Politisch völlig unkorrekt war er, extrem sexistisch, männerfeindlich, frauenfeindlich, blasphemisch, gerne auch mal echt bösartig und wider den sogenannten guten Geschmack – also perfekt. So haben wir ihn geliebt und werden es weiter tun. Zu seinen bevorzugten Zielen gehörten von Dogmen vernagelte Menschen und Meinungen sowie deren grenzenlose Dummheit: eben Frauen, Männer, Moslems, Frauen, Pfaffen, Jesus, die Kirche, Fette, Frauen, Trump, Politiker, Glaubensfanatiker jeder Färbung, Dumme, Klugscheißer, Querdenker und andere Dumpfbacken, Soziale Medien, Tierfreunde, Musiker und Heimwerker, Frauen am Steuer, Quoten, Männer bei Logik-Versuchen, Frauen, Musiker, Youtuber, Erziehungsberechtigte und Eltern. Habe ich jemanden vergessen? Am allerliebsten sind Perscheid mögliche Kombinationen aus den genannten Gruppen gewesen, also z.B. SUV fahrende Frauen und SUV fahrende Männer, vor allem dumme Nazis, dumme Politiker, dumme Moslems, dumme Youtuber oder dumme Frauen und dumme Männer. Von allen gibt es leider reichlich genug, um Witze über die zu reißen. In der Schauspielerei nennt man Leute wie ihn eine Rampensau. Den passenden Ausdruck für seine Branche habe ich noch nicht gefunden, freue mich aber über Anregungen.

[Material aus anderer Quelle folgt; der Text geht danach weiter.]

PR #11887, opened 2021-08-19
Fix 'yarn setup' on M1 Macs

mcmire:
There are a few issues encountered when running `yarn setup` on new Apple
Silicon (aka M1, aka arm64) Macs:

* The script halts when attempting to run the install step for
  the `chromedriver` package with the message "Only Mac 64 bits
  supported". This is somewhat misleading as it seems to indicate that
  chromedriver can only be installed on a 64-bit Mac. However, what I
  think is happening is that the installation script for `chromedriver`
  is not able to detect that an arm64 CPU *is* a 64-bit CPU. After
  looking through the `chromedriver` repo, it appears that 87.0.1 is the
  first version that adds a proper check ([1]).

  Note that upgrading chromedriver caused the Chrome-specific tests
  to fail intermittently on CI. I was not able to 100% work out the reason
  for this, but ensuring that X (which provides a way for Chrome to run
  in a GUI setting from the command line) is available seems to fix these
  issues.
* The script also halts when attempting to run the install step for
  the `electron` package. This happens because for the version of
  `electron` we are using (9.4.2), there is no available binary for
  arm64. It appears that Electron 11.x was the first version to support
  arm64 Macs ([2]). This is a bit tricker to resolve because we don't
  explicitly rely on `electron` — that's brought in by `react-devtools`.
  The first version of `react-devtools` that relies on `electron` 11.x
  is 4.11.0 ([3]).

[1]: https://github.com/giggio/node-chromedriver/commit/469dd0a6ee23540bfa832b5f09b4cbde3e152010
[2]: https://www.electronjs.org/blog/apple-silicon
[3]: https://github.com/facebook/react/blob/main/packages/react-devtools/CHANGELOG.md#4110-april-9-2021


mcmire:
Changing this to a draft while I work out the CI issues on this.

test/e2e/webdriver/chrome.js
```diff
@@ -6,7 +6,7 @@ const chrome = require('selenium-webdriver/chrome');
  */
 class ChromeDriver {
   static async build({ responsive, port }) {
-    const args = [`load-extension=dist/chrome`];
+    const args = ['load-extension=dist/chrome', '--no-sandbox'];
```
mcmire, line 9: I found I had to do this to get CI to pass, as I was getting the following error: "DevToolsActivePort file doesn't exist". Here is a link to a failing build: https://app.circleci.com/pipelines/github/MetaMask/metamask-extension/12078/workflows/e69a57ce-0950-4da6-9a5b-aee777a5f4cc/jobs/327566. I googled for "DevToolsActivePort file doesn't exist" and found [this SO answer](https://stackoverflow.com/questions/50642308/webdriverexception-unknown-error-devtoolsactiveport-file-doesnt-exist-while-t) which seemed to indicate that `--no-sandbox` makes the error go away. That said, I am not sure whether this is the best fix or whether there is a better one?

tmashuang (dismissed):
lgtm

package.json
```diff
@@ -249,7 +249,7 @@
     "brfs": "^2.0.2",
     "browserify": "^16.5.1",
     "chalk": "^3.0.0",
```
danjm, line 251: @Gudahtt Any concern with this version change for chromedriver?

Gudahtt: The last time I tried, CI consistently failed. That's the only reason it has stayed at v79.

.circleci/scripts/chrome-install.sh
```diff
@@ -4,11 +4,11 @@ set -e
 set -u
 set -o pipefail
 
-CHROME_VERSION='79.0.3945.117-1'
+CHROME_VERSION='87.0.4280.88-1'
 CHROME_BINARY="google-chrome-stable_${CHROME_VERSION}_amd64.deb"
 CHROME_BINARY_URL="http://mirror.cs.uchicago.edu/google-chrome/pool/main/g/google-chrome-stable/${CHROME_BINARY}"
```
Gudahtt, line 9: We only switched to this mirror because google took v79 down. We can switch back to google if we're updating it again.

The link is
```suggestion
CHROME_BINARY_URL="https://dl.google.com/linux/chrome/deb/pool/main/g/google-chrome-stable/${CHROME_BINARY}"
```

If we're sticking with the mirror, we should at least verify that the hash matches the one from Google. But I expect it'll be faster to download this from Google than from uchicago.edu anyway.

test/e2e/webdriver/chrome.js
Gudahtt: We should have already been setting `--no-sandbox` :thinking: Were we setting it incorrectly I wonder? Here:
https://github.com/MetaMask/metamask-extension/blob/develop/.circleci/scripts/chrome-install.sh#L27

Gudahtt: But if it works, it's definitely better than what we had before! This error is what stopped us from updating Chrome for so long. We've long wanted to update.

Gudahtt:
Here is my previous attempt to update Chrome by the way: https://github.com/MetaMask/metamask-extension/pull/11302/files
.I left notes on my progress, and a few additional ideas that I hadn't pursued yet.

danjm (commented):
LGTM

tmashuang (dismissed):

danjm (dismissed):

mcmire:
I forgot that force-pushing resets the approvals 😣 Can I get another approval pls?

mcmire (commented):
@Gudahtt I think I managed to make this work! Do you want to take a look at this again? I'm happy to chat about this on Monday and walk back through my investigation if you want as well.

development/lib/retry.js
```diff
@@ -5,9 +5,28 @@
  * @param {number} retries - The number of retries upon failure to attempt.
  * @param {function} functionToRetry - The function that will be retried upon failure.
  */
-async function retry(retries, functionToRetry) {
+async function retry(...args) {
```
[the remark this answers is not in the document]
Gudahtt: It looks like the JSDoc comment still needs to be updated here.

Though, I'm not sure how best to document this sort of pattern, where the arguments are positional but the meaning is different depending on how many there are :thinking:. Have you considered switching this to use an options bag instead? e.g. passing in the parameters as an object. That would be easier to document at least.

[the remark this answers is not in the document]
mcmire: Yeah, that would definitely be a simpler API. Let me look into how many places are using this. What's our preferred command for generating docs?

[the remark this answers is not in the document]
Gudahtt: The JSDoc in this repo is just internal at the moment. We used to generate docs from it, but haven't in a long time.

development/lib/run-command.js
```diff
@@ -15,15 +15,18 @@ const spawn = require('cross-spawn');
...
+async function runCommand(command, args, options = {}) {
   const output = [];
   let mostRecentError;
   let errorSignal;
   let errorCode;
   const internalError = new Error('Internal');
   try {
     await new Promise((resolve, reject) => {
-      const childProcess = spawn(command, args, { encoding: 'utf8' });
+      const childProcess = spawn(command, args, {
```
Gudahtt, line 26: What were these changes used for? :thinking:

.circleci/scripts/chrome-install.sh
```diff
@@ -24,6 +24,6 @@ fi
 
 rm -rf "${CHROME_BINARY}"
 
-sudo sed -i 's|HERE/chrome"|HERE/chrome" --disable-setuid-sandbox --no-sandbox|g' "/opt/google/chrome/google-chrome"
```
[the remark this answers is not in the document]
Gudahtt: Huh. That is fascinating. It's great that we'll be using a sandbox! But I am surprised that this works.

Easy enough to restore if it causes problems I suppose!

Frauenverbände, rief er auf den Plan, christliche wie moslemische Fanatiker und die üblichen Berufs-Ästheten. Doch Perscheid nahm da erfreulich wenig Rücksicht. Die Wahrheit wird eben hie und da nicht gerne gesehen. Daß z.B. 10 Sekunden Geschlechtsverkehr einigen Frauen offenbar nicht genügen. Na klar, da ist mal wieder der Mann schuld. Ein bißchen politisch korrekt war Perscheid dann doch, denn er hätte niemals einen Cartoon gezeichnet, in dem man einen Hund „Erdogan“ nennt. Und nie hätte er Herrn Putin nie mit nacktem Oberkörper abgebildet, Frauen verunglimpft, die Katzen und Einhörner lieben, gar hätte er SUV-Besitzern kleine Penisse unterstellt oder Frauen überhaupt in irgendeiner Form geschmäht.


Martin Perscheid, Denkmal des unbekannten Idioten, © Caricatura, 2016

Martin Perscheid war einzigartig, wir werden ihn nicht vergessen, sondern ihn feiern, solange wir Cartoons von ihm haben.